→ **Try it**
Filter the records below and copy every line containing the word "export".

+-------+

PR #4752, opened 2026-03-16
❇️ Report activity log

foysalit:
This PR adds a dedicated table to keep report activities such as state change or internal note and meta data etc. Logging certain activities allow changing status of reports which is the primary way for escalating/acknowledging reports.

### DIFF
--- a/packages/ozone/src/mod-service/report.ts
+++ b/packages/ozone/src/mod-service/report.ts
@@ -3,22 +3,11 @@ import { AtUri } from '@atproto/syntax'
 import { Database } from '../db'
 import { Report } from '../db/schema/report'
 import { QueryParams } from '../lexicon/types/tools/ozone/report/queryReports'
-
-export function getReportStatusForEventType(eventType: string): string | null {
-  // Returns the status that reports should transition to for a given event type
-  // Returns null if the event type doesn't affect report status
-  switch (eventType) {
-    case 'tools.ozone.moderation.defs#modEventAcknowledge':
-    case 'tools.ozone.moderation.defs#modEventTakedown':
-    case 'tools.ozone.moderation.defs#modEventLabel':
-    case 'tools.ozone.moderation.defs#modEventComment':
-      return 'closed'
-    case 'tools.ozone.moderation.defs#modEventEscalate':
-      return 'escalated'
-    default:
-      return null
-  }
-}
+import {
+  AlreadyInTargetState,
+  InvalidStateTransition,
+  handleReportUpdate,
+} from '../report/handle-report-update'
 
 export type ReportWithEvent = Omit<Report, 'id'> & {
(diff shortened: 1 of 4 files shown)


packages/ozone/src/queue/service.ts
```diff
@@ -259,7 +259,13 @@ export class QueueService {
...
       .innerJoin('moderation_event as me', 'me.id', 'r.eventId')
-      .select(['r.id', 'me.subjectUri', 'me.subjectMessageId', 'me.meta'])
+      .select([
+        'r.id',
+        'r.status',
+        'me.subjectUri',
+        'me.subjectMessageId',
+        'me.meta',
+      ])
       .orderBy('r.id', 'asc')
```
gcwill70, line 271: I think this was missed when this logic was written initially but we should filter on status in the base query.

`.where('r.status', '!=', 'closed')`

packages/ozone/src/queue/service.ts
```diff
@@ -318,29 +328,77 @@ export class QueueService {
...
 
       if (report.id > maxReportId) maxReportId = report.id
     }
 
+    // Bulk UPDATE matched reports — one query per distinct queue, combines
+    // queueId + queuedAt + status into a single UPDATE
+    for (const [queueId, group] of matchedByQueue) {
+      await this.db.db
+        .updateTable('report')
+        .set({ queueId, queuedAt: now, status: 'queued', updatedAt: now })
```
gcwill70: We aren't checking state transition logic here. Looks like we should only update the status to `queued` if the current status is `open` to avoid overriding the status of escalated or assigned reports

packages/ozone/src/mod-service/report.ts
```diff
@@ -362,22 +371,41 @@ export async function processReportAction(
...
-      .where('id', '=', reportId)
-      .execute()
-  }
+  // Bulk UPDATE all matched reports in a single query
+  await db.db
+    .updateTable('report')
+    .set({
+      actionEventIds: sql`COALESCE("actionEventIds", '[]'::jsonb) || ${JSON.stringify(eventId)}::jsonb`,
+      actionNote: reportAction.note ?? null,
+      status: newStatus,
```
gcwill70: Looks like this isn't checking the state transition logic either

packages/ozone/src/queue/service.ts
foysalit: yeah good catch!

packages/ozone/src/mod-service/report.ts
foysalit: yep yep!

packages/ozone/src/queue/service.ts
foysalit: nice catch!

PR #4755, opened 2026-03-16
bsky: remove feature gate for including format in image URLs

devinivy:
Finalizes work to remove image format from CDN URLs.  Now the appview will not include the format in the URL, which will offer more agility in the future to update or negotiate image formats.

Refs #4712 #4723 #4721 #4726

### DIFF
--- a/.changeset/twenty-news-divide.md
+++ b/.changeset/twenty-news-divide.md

+-------+

→ **Exercise solution**
-export function getReportStatusForEventType(eventType: string): string | null {
 export type ReportWithEvent = Omit<Report, 'id'> & {
@@ -259,7 +259,13 @@ export class QueueService {
@@ -318,29 +328,77 @@ export class QueueService {
@@ -362,22 +371,41 @@ export async function processReportAction(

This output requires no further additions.